Вообще-то тоже долго, конечно, да еще пока место найдешь, шайку, а Петруха еще пар любит: в мыльне народу, как не знаю где, а в парилке и вовсе, пар редко, только в субботу бывает — в общем, долго. Но все же с женским не сравнить. Если вместе идем, то мы с Петрухой, бывает, уже выходим, а мать с девчонками только до старухи дотопают.
У них волосы длинные, и стирают они там, в бане, — вот это отчего.
Опять же девчонки: матери, например, до себя еще Нинку надо вымыть с Люськой да постирать о них. Долгая история. Три-то часа — это железно.
А я люблю дома один. Свобода. Делай, что хочешь. Никто не орет, не ругается, не мешает. Мне так люди надоели, просто смерть! В школе мы по трое на парте сидим, дома мать, Нинка, Люська, Петруха — мой брат старший, он на «Серпушке» работает, да еще бабка с нами жила, все болела, болела, осенью померла, слава богу! А еще Ивантеевы, собаки! А еще целый день по очередям по этим стою — эх, и надоело!

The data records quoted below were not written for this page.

PR #28490, opened 2026-07-06
[front/viz] enable callFunction for shared frames for authenticated members

TimotheeCrouzet:
## Description

Enables `callFunction` (sandbox function RPC) on shared/public frames when the
viewer is an authenticated workspace member. Previously it was hard-blocked for
everyone on shared frames.

The authenticated-member status is passed **explicitly** instead of being decoded
from the viz access token client-side.

- **front-api `/public/frames`**: `resolveOptionalAuth` resolves the viewer from
  the session cookie; the response returns `isAuthenticatedMember` (`!!user`).
  Front uses it to derive `frameAccess` → the host-side guard.
- **front-api `/viz/content`**: this endpoint already verifies the access token to
  serve the frame code; it now also returns `isAuthenticatedMember`
  (`!!tokenPayload.userId`) in the same response.
- **viz**: `ServerSideVisualizationWrapper` (server component) reads
  `isAuthenticatedMember` from the `/viz/content` fetch it already makes
  (server-to-server), and passes it to `ServerVisualizationWrapperClient`, which
  selects `HybridDataAPI` (SSR cache for reads, `callFunction` over RPC) instead
  of `CacheDataAPI`. No URL param, no token decode.

Both fields (optional, append-only) are added to the SDK schemas. The flag is a
UI hint only; real authorization stays server-side (session cookie + pod access)
at invocation.

## Tests

- Authenticated member on a shared frame: `callFunction` executes end-to-end.
- Anonymous / non-member (private window / other Google session): returns
  "Sandbox function <id> is not supported in public frames."

## Risk

**Low.**

- Anonymous/non-member behavior unchanged (safe default `false`).
- The `isAuthenticated` URL param is only a UX hint (unverified, tamper-able);
  actual authorization is server-side (cookie + pod access), untouched. Tampering
  the URL at worst exposes `callFunction` in viz, but the invocation is still
  rejected by the host guard (server-authoritative `frameAccess`) and the
  authenticated endpoint (401/404).
- A member without pod access gets 404.
- safe to revert

## Deploy Plan

Standard deploy.

### DIFF
--- a/viz/app/content/ServerVisualizationWrapper.tsx
+++ b/viz/app/content/ServerVisualizationWrapper.tsx
@@ -97,6 +97,7 @@ interface ServerSideVisualizationWrapperProps {
   identifier: string;
   isFullHeight?: boolean;
   isPdfMode?: boolean;
+  isAuthenticatedMember?: boolean;
 }
 
 /**
@@ -116,6 +117,7 @@ export async function ServerSideVisualizationWrapper({
   identifier,
   isFullHeight = false,
   isPdfMode = false,
+  isAuthenticatedMember = false,
 }: ServerSideVisualizationWrapperProps) {
   let prefetchedCode: string | undefined;
   let preFetchedFiles: PreFetchedFile[] = [];
@@ -168,6 +170,7 @@ export async function ServerSideVisualizationWrapper({
       isPdfMode={isPdfMode}
       prefetchedCode={prefetchedCode}
       prefetchedFiles={preFetchedFiles}
+      isAuthenticatedMember={isAuthenticatedMember}
     />
   );
 }
--- a/viz/app/content/ServerVisualizationWrapper.tsx
+++ b/viz/app/content/ServerVisualizationWrapper.tsx
@@ -97,7 +97,6 @@ interface ServerSideVisualizationWrapperProps {
   identifier: string;
   isFullHeight?: boolean;
   isPdfMode?: boolean;
-  isAuthenticatedMember?: boolean;
 }
 
 /**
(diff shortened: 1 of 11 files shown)


front/package.json
```diff
@@ -165,6 +165,7 @@
     "io-ts-types": "^0.5.19",
     "iron-session": "^8.0.4",
     "isomorphic-dompurify": "^2.32.0",
+    "jose": "^6.1.0",
```
flvndvd: Why adding a new package, given that we already have `jsonwebtoken` (see line 171)?

viz/app/content/ServerVisualizationWrapper.tsx
```diff
@@ -163,6 +169,7 @@ export async function ServerSideVisualizationWrapper({
   return (
     <ServerVisualizationWrapperClient
       allowedOrigins={allowedOrigins}
+      canCallFunctions={canCallFunctions}
```
flvndvd: This seems pretty "local" and might fall short tomorrow if need to expose other tools when authenticated as a workspace member. Could this be driven by the interface we expose?

viz/app/content/page.tsx
```diff
@@ -37,6 +44,7 @@ export default function RenderVisualization({
         identifier={identifier!}
         isFullHeight={isFullHeight}
         isPdfMode={isPdfMode}
+        isAuthenticatedMember={isAuthenticated === "true"}
```
flvndvd: `nit` follow existing pattern, and add it.

flvndvd (approved):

Поставил я на самый верх, на открытую заслонку валенки сушить, сам в носках хожу. Печка у нас в комнате сложена, у Ивантеевых тоже так, хотя на кухне общая плита есть. Через комнату — веревки, на веревках белье сохнет, бьет мокрым по морде: Петрухины черные от завода подштанники, материна юбка, простыня рваная, посеклась вся от старости. Печка потрескивает, на печке синяя полуведерная кастрюля, а в ней вонючий рубец, как животный какой: буль, буль.
Я послушал немного, подождал, не вернется ли кто, и давай шуровать.